**Work request:**
Exactly copy the final stretch of the listing below: the line with "plane package $packageName" and every line after it.

- Opening Delimiter -

PR #11605, opened 2025-08-08
Mgmt namespace enforcement 

helen229:
Currently pipeline checks for APIView and namespace status only for all data plane releases and only .NET management plane release. We need to change this to check ONLY Namespace approval status for the management plane for Java, JS, Python and Go in addition to current logic. It should not check for APIView approval and check for namespace approval only.

### DIFF
--- a/eng/common/scripts/Create-APIReview.ps1
+++ b/eng/common/scripts/Create-APIReview.ps1
@@ -241,6 +241,27 @@ function ProcessPackage($packageName)
                 }
                 Process-ReviewStatusCode $respCode $packageName $apiStatus $pkgNameStatus
 
+                # Management plane namespace approval only gating for Java, JS, Python, Go.
+                $isMgmtNamespaceOnly = (
+                  $pkgInfo.SdkType -eq 'mgmt' -and
+                  ($LanguageShort -in @('java','js','python','go'))
+                )
+                if ($isMgmtNamespaceOnly)
+                {
+                    if (!$pkgInfo.ReleaseStatus -or $pkgInfo.ReleaseStatus -eq 'Unreleased')
+                    {
+                        Write-Host "Management plane package $packageName ($LanguageShort) is Unreleased; skipping namespace approval enforcement for now."
+                        return 0
+                    }
+                    if (-not $pkgNameStatus.IsApproved)
+                    {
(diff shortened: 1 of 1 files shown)


eng/common/scripts/Create-APIReview.ps1
```diff
@@ -241,6 +241,27 @@ function ProcessPackage($packageName)
                 }
                 Process-ReviewStatusCode $respCode $packageName $apiStatus $pkgNameStatus
 
+                # Management plane namespace approval only gating for Java, JS, Python, Go.
```
maririos: looking at the structure of this code, the enforcement shouldn't be here. There is already a function `IsApiviewStatusCheckRequired` that is doing that. 
That would also avoid the code duplication

https://github.com/Azure/azure-sdk-tools/blob/main/eng/common/scripts/Create-APIReview.ps1#L169

praveenkuttappan: Correct. It should be changed in IsApiviewStatusCheckRequired

praveenkuttappan (changes requested):
Change is required in IsApiviewStatusCheckRequired only to make the check required for both `client` and `mgmt`

maririos (approved):

eng/common/scripts/Create-APIReview.ps1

- Closing Delimiter -

**Exercise response:**
+                        Write-Host "Management plane package $packageName ($LanguageShort) is Unreleased; skipping namespace approval enforcement for now."
+                        return 0
+                    }
+                    if (-not $pkgNameStatus.IsApproved)
+                    {
(diff shortened: 1 of 1 files shown)


eng/common/scripts/Create-APIReview.ps1
```diff
@@ -241,6 +241,27 @@ function ProcessPackage($packageName)
                 }
                 Process-ReviewStatusCode $respCode $packageName $apiStatus $pkgNameStatus
 
+                # Management plane namespace approval only gating for Java, JS, Python, Go.
```
maririos: looking at the structure of this code, the enforcement shouldn't be here. There is already a function `IsApiviewStatusCheckRequired` that is doing that. 
That would also avoid the code duplication

https://github.com/Azure/azure-sdk-tools/blob/main/eng/common/scripts/Create-APIReview.ps1#L169

praveenkuttappan: Correct. It should be changed in IsApiviewStatusCheckRequired

praveenkuttappan (changes requested):
Change is required in IsApiviewStatusCheckRequired only to make the check required for both `client` and `mgmt`

maririos (approved):

eng/common/scripts/Create-APIReview.ps1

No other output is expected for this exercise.